Calcium sensitizer agents are a class of inotropic agents in the treatment of decompensated heart failure. Levosimendan is a short half-life calcium sensitizer used as pharmacological inotropic support in acute decompensated heart failure. The cardiovascular effects of Levosimendan mediate mainly by two mechanisms of action: (i) calcium sensitization via binding to the Ca2+-saturated troponin C (cTnC) in cardiomyocytes; and (ii) opening of the ATP-sensitive potassium channels on the sarcolemma and mitochondria. Levosimendan reduces peripheral vascular resistance, and enhances the contractility of the failing heart, without significantly increasing myocardial oxygen uptake. After oral administration, OR-1896 is the active metabolite of Levosimendan.

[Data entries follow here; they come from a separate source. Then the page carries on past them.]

PR #2958, opened 2026-05-14
EDM-3939: Fix SyncStateStore.Set() upsert for uuid.Nil org_id

galel12:
## Problem

`SyncStateStore.Set()` fails on the second write when `org_id` is `uuid.Nil`, returning:

```
a resource with this name already exists
```

This breaks secret sync state persistence — the first write succeeds but every subsequent secret change fails to update the stored fingerprint.

## Root Cause

GORM's `Save()` uses `reflect.IsZero()` to decide between INSERT and UPDATE. Since `uuid.Nil` is the zero value for `uuid.UUID`, GORM always chooses INSERT, hitting the primary key constraint on the second call.

## Fix

Replace `Save()` with an explicit `ON CONFLICT (org_id, resource_key) DO UPDATE` clause — the same pattern already used by `BulkUpsert()` in the same file.

## Testing

- Regression test added in `test/integration/store/syncstate_test.go` ("When upserting with uuid.Nil org_id")
- Confirmed test **fails** without fix (duplicate key error) and **passes** with fix
- All 7 SyncStateStore integration tests pass
- All 7 DependencySyncSecret unit tests pass

### DIFF
--- a/internal/store/syncstate.go
+++ b/internal/store/syncstate.go
@@ -60,7 +60,7 @@ func (s *SyncStateStore) Set(ctx context.Context, orgID uuid.UUID, state *model.
 	state.OrgID = orgID
 	result := s.getDB(ctx).Clauses(clause.OnConflict{
 		Columns:   []clause.Column{{Name: "org_id"}, {Name: "resource_key"}},
-		DoUpdates: clause.AssignmentColumns([]string{"fingerprint", "last_checked_at", "last_change_at"}),
+		UpdateAll: true,
 	}).Create(state)
 	if result.Error != nil {
 		return ErrorFromGormError(result.Error)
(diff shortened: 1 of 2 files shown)


internal/store/syncstate.go
```diff
@@ -58,7 +58,10 @@ func (s *SyncStateStore) Set(ctx context.Context, orgID uuid.UUID, state *model.
 		return fmt.Errorf("cannot set nil SyncState")
 	}
 	state.OrgID = orgID
-	result := s.getDB(ctx).Save(state)
+	result := s.getDB(ctx).Clauses(clause.OnConflict{
+		Columns:   []clause.Column{{Name: "org_id"}, {Name: "resource_key"}},
+		DoUpdates: clause.AssignmentColumns([]string{"fingerprint", "last_checked_at", "last_change_at"}),
```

OR-1896 is a long-lasting metabolite of Levosimendan sharing the pharmacological properties of the parent compound. Levosimendan has an elimination half-life of 1-1.5 h. However, the half-life of OR-1896 is about 75 to 80 hours allowing cardiovascular effects to persist up to 7 to 9 days after discontinuation of a 24-hour infusion of Levosimendan. The pharmacokinetics of Levosimendan is unaltered in subjects with severe renal impairment or with moderate hepatic impairment, whereas the elimination of OR-1896 prolongs. In particular, OR-1896 exhibits comparable hemodynamic effects to those of Levosimendan via Ca2+-sensitization. Furthermore, both Levosimendan and OR-1896 are highly selective inhibitors of the phosphodiesterase (PDE) III isoform. OR-1896 inhibits PDE activity and increases cAMP levels at concentrations giving positive inotropic responses (PIRs). Moreover, oral treatment with OR-1896 prevents post-infarct heart failure and cardiac remodeling in spontaneously diabetic Goto-Kakizaki rats.
All in all, OR-1896, a calcium sensitizer, is efficient in the prevention of post-infarct heart failure and cardiac remodeling in type 2 diabetes.
Papp Z, et al. Levosimendan: molecular mechanisms and clinical implications: consensus of experts on the mechanisms of action of Levosimendan. Int J Cardiol. 2012 Aug 23;159(2):82-7.